[Stored data entries]
▼

PR #142, opened 2020-12-04
Add Section about Feature Flags to Style Guide

b-ee:
This resolves [ch60063](https://app.clubhouse.io/lessonly/story/60063/add-section-about-feature-flags-to-style-guide), and gives us a way to organize Style Guide information related to Feature Flags!

### DIFF
--- a/_styleguide/feature_flags.md
+++ b/_styleguide/feature_flags.md
@@ -37,27 +37,40 @@ company.disable_feature!(:feature_name)
 # New Way, Recommended
 # This way is favored because we can perform feature checks on more types of objects.
 # The "old way" only allowed for company, now we can also pass in users & groups.
-AccessControl::Features::ExamplePolicy.new(company).feature_name?
+AccessControl::Features::ExamplePolicy.new(user).feature_name?
 AccessControl::Features::ExamplePolicy.new(company).grant!(:feature_name)
 AccessControl::Features::ExamplePolicy.new(company).revoke!(:feature_name)
 ```
 
-#### When writing unit tests, prefer stubbing feature flag checks
+#### Favor Checking Features on the Most-Specific Level
+
+```ruby
+# Not recommended, very broad
+AccessControl::Features::ExamplePolicy.new(company).feature_name?
+
+# Recommended!
+# This goes for Policies & Permissions as a whole.
+AccessControl::Features::ExamplePolicy.new(user).feature_name?
+```
+
+#### When Writing Unit Tests, Prefer Stubbing Feature Flag Checks
 
 This does not apply to integration tests!
 [See Testing Style Guide](https://about.lessonly.engineering/styleguide/testing/#avoid-stubbing-and-mocking-in-integration-tests) for more information on why.
 
 ```ruby
-# Not Ideal
-# Actually enabling the feature flag might cause issues in other tests!
+# Fine, But Not Ideal
 before do
   AccessControl::Features::ExamplePolicy.new(company).grant!(:feature_name)
 end
 
 # Recommended
+# This can improve performance and reduce potential issues.
 before do
-  allow(AccessControl::Features::ExamplePolicy).to receive(:new).with(company)
-    .and_return(double(feature_flag_name?: true))
+  example_policy_double = instance_double(AccessControl::Features::ExamplePolicy)
+  expect(example_policy_double).to receive(:feature_flag_name).and_return(true)
+
+  expect(AccessControl::Features::ExamplePolicy).to receive(:new).with(company).and_return(example_policy_double)
 end
 ```
 
--- a/_styleguide/feature_flags.md
+++ b/_styleguide/feature_flags.md
@@ -42,7 +42,10 @@ AccessControl::Features::ExamplePolicy.new(company).grant!(:feature_name)
 AccessControl::Features::ExamplePolicy.new(company).revoke!(:feature_name)
 ```
 
-#### When writing tests, prefer stubbing feature flag checks
+#### When writing unit tests, prefer stubbing feature flag checks
+
+This does not apply to integration tests!
+[See Testing Style Guide](https://about.lessonly.engineering/styleguide/testing/#avoid-stubbing-and-mocking-in-integration-tests) for more information on why.
 
 ```ruby
 # Not Ideal
--- a/_styleguide/feature_flags.md
+++ b/_styleguide/feature_flags.md
@@ -6,6 +6,14 @@ main: true
 
 ### Feature Flags
 
+#### Create Uniquely-Named Feature Flags
+
+Even when features live in different policies, they must all have unique names.
+
+#### Add Feature Policy Mapping to `AccessControl::Features::FeaturePolicies`
+
+The `FEATURE_POLICY_MAPPINGS` object maps feature names to the policies in which they can be found, which is needed in some areas of the application. Features are added to this mapping alphabetically.
+
 #### Add Translation Key for New Features
 
 ```ruby
@@ -33,3 +41,9 @@ AccessControl::Features::ExamplePolicy.new(company).feature_name?
 AccessControl::Features::ExamplePolicy.new(company).grant!(:feature_name)
 AccessControl::Features::ExamplePolicy.new(company).revoke!(:feature_name)
 ```
+
+#### Front End Implementation
+
+There is documentation in the React Style Guide which outlines how the `FeatureFlag` component can be used to do feature checks on React pages.
+
+[For more information, please visit that section of the Style Guide.](https://about.lessonly.engineering/styleguide/react/#featureflag-interface--in-transition---frontend-experiment)
--- a/_styleguide/feature_flags.md
+++ b/_styleguide/feature_flags.md
@@ -1,0 +1,35 @@
+---
+layout: styleguide
+title: Feature Flags Style Guide
+main: true
+---
+
+### Feature Flags
+
+#### Add Translation Key for New Features
+
+```ruby
+# Path to feature-related translation keys in config/locales/en.yml
+en:
+  admin:
+    company_details:
+      features:
+        feature_name: 'Classification: Name of Feature'
+# Without this addition, feature_name will be shown in Active Admin as "Feature Name".
+```
+
+#### Favor Calling Feature Checks & Toggles Directly on Policy
+
+```ruby
+# Old Way, Avoid
+company.has_feature?(:feature_name)
+company.enable_feature!(:feature_name)
+company.disable_feature!(:feature_name)
+
+# New Way, Recommended
+# This way is favored because we can perform feature checks on more types of objects.
+# The "old way" only allowed for company, now we can also pass in users & groups.
+AccessControl::Features::ExamplePolicy.new(company).feature_name?
+AccessControl::Features::ExamplePolicy.new(company).grant!(:feature_name)
+AccessControl::Features::ExamplePolicy.new(company).revoke!(:feature_name)
+```
--- a/_styleguide/feature_flags.md
+++ b/_styleguide/feature_flags.md
@@ -42,6 +42,22 @@ AccessControl::Features::ExamplePolicy.new(company).grant!(:feature_name)
 AccessControl::Features::ExamplePolicy.new(company).revoke!(:feature_name)
 ```
 
+#### When writing tests, prefer stubbing feature flag checks
+
+```ruby
+# Not Ideal
+# Actually enabling the feature flag might cause issues in other tests!
+before do
+  AccessControl::Features::ExamplePolicy.new(company).grant!(:feature_name)
+end
+
+# Recommended
+before do
+  allow(AccessControl::Features::ExamplePolicy).to receive(:new).with(company)
+    .and_return(double(feature_flag_name?: true))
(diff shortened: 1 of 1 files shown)


_styleguide/feature_flags.md
```diff
@@ -0,0 +1,35 @@
+---
+layout: styleguide
+title: Feature Flags Style Guide
+main: true
+---
+
+### Feature Flags
```
case-eee, line 7: In the past, I've seen folks forget to add the feature flag declaration in all the required places..

The first place is the `access_control/features` specific policy. For example, in `policies/access_control/features/in_person_training_policy.rb`, we'd need it listed here:

```ruby
module AccessControl
  module Features
    class InPersonTrainingPolicy < AccessControl::Features::Base
      actions(
        training_events: { action: 1, tags: [:pro, :default] },
        events_v2: { action: 2, tags: :deprecated },
        # ....
        events_attendee_limit: { action: 13, tags: :deprecated },
        events_zoom_and_other_video_conferencing_meetings: { action: 14, tags: :development }
      )
    end
  end
end
```

The second place is the `policies/access_control/features/feature_policies.rb` file in the long list of features.

Do you think we should also add notes about these here?

_styleguide/feature_flags.md
```diff
@@ -0,0 +1,35 @@
...
+# Path to feature-related translation keys in config/locales/en.yml
+en:
+  admin:
+    company_details:
+      features:
+        feature_name: 'Classification: Name of Feature'
+# Without this addition, feature_name will be shown in Active Admin as "Feature Name".
+```
+
+#### Favor Calling Feature Checks & Toggles Directly on Policy
```
case-eee, line 21: This is specific to the backend, I wonder if we want to also include a note on how to check feature flags on the frontend? @tdmiller1 may have some insight here 🎉

case-eee (changes requested):
@b-ee I love it! Thanks again for taking this on 🥳 Typically when I have additions to the Style Guide, I also throw it out in #dev-team just in case anyone else has thoughts/suggestions. What do you think about also getting some additional 👀 on this?

_styleguide/feature_flags.md
b-ee: There's actually a thing in the React section about that, Tucker showed me yesterday:
https://about.lessonly.engineering/styleguide/react/#featureflag-interface--in-transition---frontend-experiment

I could maybe just link to that section?

_styleguide/feature_flags.md
b-ee: I think we could note that, sure! Sometimes the policy mapping is left off, which makes things not work later.

_styleguide/feature_flags.md
case-eee: That works!

_styleguide/feature_flags.md
case-eee: I've seen this a few times so better safe than sorry 😄

_styleguide/feature_flags.md
```diff
@@ -0,0 +1,49 @@
...
```
gardengeek, line 29: @b-ee I wonder if it would be useful to include the recommended way to stub feature flags in the test (so that they don't actually enable/disable a ff & cause issues later).

b-ee: I considered that, but I've seen enough variations that I hadn't felt confident about being decisive on this item.  😅 

This is usually my go-to method, do you think this would be a good example snippet to put in the Style Guide?

```
allow(AccessControl::Features::ExamplePolicy).to receive(:new).with(company)
    .and_return(double(feature_flag_name?: true))
```

b-ee: https://github.com/lessonly/lessonly.github.io/pull/142/commits/c251464bd6f9a35b3ffea52dc968116f460ed75b

_styleguide/feature_flags.md
```diff
@@ -0,0 +1,65 @@
...
+
+### Feature Flags
+
+#### Create Uniquely-Named Feature Flags
+
+Even when features live in different policies, they must all have unique names.
+
+#### Add Feature Policy Mapping to `AccessControl::Features::FeaturePolicies`
+
+The `FEATURE_POLICY_MAPPINGS` object maps feature names to the policies in which they can be found, which is needed in some areas of the application. Features are added to this mapping alphabetically.
```
haleymnatz, line 15: One thing that could be nice to add here is the file path where this is located, just in case someone doesn't know where this is and doesn't think to do a global search for `FEATURE_POLICY_MAPPINGS`.

_styleguide/feature_flags.md
```diff
@@ -0,0 +1,65 @@
...
+company.has_feature?(:feature_name)
+company.enable_feature!(:feature_name)
+company.disable_feature!(:feature_name)
+
+# New Way, Recommended
+# This way is favored because we can perform feature checks on more types of objects.
+# The "old way" only allowed for company, now we can also pass in users & groups.
+AccessControl::Features::ExamplePolicy.new(company).feature_name?
+AccessControl::Features::ExamplePolicy.new(company).grant!(:feature_name)
+AccessControl::Features::ExamplePolicy.new(company).revoke!(:feature_name)
```
joshmfrankel, line 42: For the example could we switch out `company` for `user`? This is generally the preferred way of working with features/permissions as it allows for a future where we could have granular permissions on the user level but not company level :-)

This same thought throughtout the doc :-)

haleymnatz (commented):
This is 🔥

_styleguide/feature_flags.md
```diff
@@ -0,0 +1,65 @@
...
+```
+
```
joshmfrankel, line 44: Could we add a section regarding permissions on specific objects? For example, you can have blanket permissions that cover the entire product or granular record specific permissions:

```
AccessControl::RolePolicy.new(@role).grant!(:manage, creator_role)
``` 

The `.grant!(:manage, creator_role)` part is the one it'd be good to get an example of :-)

_styleguide/feature_flags.md
```diff
@@ -0,0 +1,65 @@
...
+#### When writing tests, prefer stubbing feature flag checks
+
+```ruby
+# Not Ideal
+# Actually enabling the feature flag might cause issues in other tests!
```
joshmfrankel, line 49: > Actually enabling the feature flag might cause issues in other tests!

Could you explain this part a bit more? I understood this format as being acceptable in some circumstances and wasn't aware that it would bleed context between tests

_styleguide/feature_flags.md
b-ee: It's in the header! Do you think `AccessControl::Features::FeaturePolicies` is descriptive enough?

_styleguide/feature_flags.md
b-ee: [Chris left a comment about this!](https://github.com/lessonly/lessonly.github.io/pull/142#discussion_r537684430)

I made the change based on her feedback, but I did also understand this as the standard myself. I can't personally think of situations where enabling the feature flag caused flakes.

As I noted in my response to Chris, I hadn't added this section in the first place because I wasn't super confident that there WAS a standard.. so maybe there isn't, if you think it's fine either way?

b-ee: Maybe if we decide this IS a good standard to favor, it would help to encourage consistency. We have 1000 different ways of handling feature flags in tests, sometimes it's a pain finding reference code.  🙃

_styleguide/feature_flags.md
b-ee: I agree that this could be helpful, but do you think it's starting to get a little off-topic? Deals less with feature flags, more with Policies & Permissions as a whole.

(I'm really asking, not pushing back. Policies/Permissions are a lot fuzzier for me than FFs, lol)

b-ee: If they ARE different enough that maybe they don't belong here... that's definitely not to say they shouldn't have a home somewhere. Maybe somewhere else in the Style Guide, or maybe this section gets rebranded a bit. I think that might be a little out of scope for now, though.

_styleguide/feature_flags.md
b-ee: Kind of relates to another reply I left for you ... I like using `company` here in the context of feature flags because they're generally enabled at the company level.

When we're checking a Feature policy, do we also pass in `user`? Or does it make just as much sense to pass in `company` in this context because it's a company-level feature flag?

_styleguide/feature_flags.md
rreinhardt9: I the the main reason that we've tended to stub the polices was just for performance; instead of actually having the test check the permission from the DB it just hits the stub. In that way, it's great to stub it when it makes sense for performance but there also may be times when granting it directly might make sense for what you are testing. Sometimes with things like feature specs I've found it helpful to just grant the features directly that are needed.

I would caution against using a generic double in your stub, I've done that in the past and it can be very hard to figure out what double isn't getting called with the expected message sometimes (you'll get a generic "stub receive unexpected message" warning). Additionally, a generic double doesn't check if the class it's stubbing actually implements the method being stubbed. Because of that, I've used `instance_double` for this purpose:
```
example_policy_double = instance_double(AccessControl::Features::ExamplePolicy)
expect(example_policy_double).to receive(:feature_flag_name).and_return(true)

allow(AccessControl::Features::ExamplePolicy).to receive(:new).with(company).and_return(example_policy_double)
```

_styleguide/feature_flags.md
```diff
@@ -0,0 +1,65 @@
...
+layout: styleguide
+title: Feature Flags Style Guide
+main: true
+---
+
+### Feature Flags
+
+#### Create Uniquely-Named Feature Flags
+
+Even when features live in different policies, they must all have unique names.
```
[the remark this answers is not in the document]
b-ee: _Mmhmmm._   🙄   It sucks to have the extra policy mapping step, and to have to care about the unique names.  _Somedayyyy..._   🤞

_styleguide/feature_flags.md
b-ee: Hmm okay. I've never had that issue (with the double not being called, but not having clarity around what's breaking), but good to know it's something that COULD happen.

Well. It sounds like there are two options:

1) Fine-tuning the suggested code
2) Letting people do whatever they feel is best, and removing this section of the Style Guide completely

_styleguide/feature_flags.md
case-eee: @joshmfrankel I'm curious - should we all be passing `user` into these checks instead of `company` right now? I know we aren't at the point where we're enabling features based on the individual use, but we might at some point in the future. Since feature flags can only be enabled at the company, do you think it'd be confusing for folks if we asked them to check whether or not a user has a feature flag enabled?

My hunch is no - but I'd love for us to be consistent moving forward with how we're checking feature flags!

b-ee: Also, the comment above these lines DOES mention that we _can_ use users and groups. So this functionality is still mentioned here, even if it's not quite normal practice yet!

rreinhardt9: I agree with the use of "user" being the standard we'd want to set for the first line of this example `AccessControl::Features::ExamplePolicy.new(user).feature_name?` 

The the hope behind introducing Accessly was that you could grant permission at multiple levels wherever you check the permission would not have to care about what level permission was granted at. So as a rule of thumb, you want to *check* for permission at the "lowest" level ("user" for us) even if you are *granting* permission typically at the "company" level. That keeps the door open for us to, say, grant a feature to a user directly or through a group. Practically speaking, you should probably just always be checking at the user level unless there is a specific reason to check at a "higher" level.

b-ee: I can get behind that! I'll change the JUST first line to check for `user`, that makes sense.

_styleguide/feature_flags.md
b-ee: I might just rebrand it as a suggestion for performance.  🤷‍♀️

_styleguide/feature_flags.md
b-ee: There's a conversation happening in this thread:   https://github.com/lessonly/lessonly.github.io/pull/142#discussion_r537720975

It seems like different people have different opinions, so if I keep this section, I probably won't do so as a **Standard**. Just as a suggestion!!

_styleguide/feature_flags.md
rreinhardt9: Yeah, that seems like a good idea! That way, it will still be there to help provide guidance on how any why they might want to stub a policy check in Lessonly so the engineer can make an informed decision.

_styleguide/feature_flags.md
case-eee: I like this!

case-eee (approved):
@b-ee Thanks for making taking the initiative here, getting the ball moving, and collaborating with folks on feedback 🥳 Let's get this merged!

_styleguide/feature_flags.md
b-ee: I also added a section to make this ultra-clear!

***Favor Checking Features on the Most Specific Level***

RickGrey (approved):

▲

Assigned task: Search the entries above for the word "people", and copy every line where it occurs.

Solution:
2) Letting people do whatever they feel is best, and removing this section of the Style Guide completely
It seems like different people have different opinions, so if I keep this section, I probably won't do so as a **Standard**. Just as a suggestion!!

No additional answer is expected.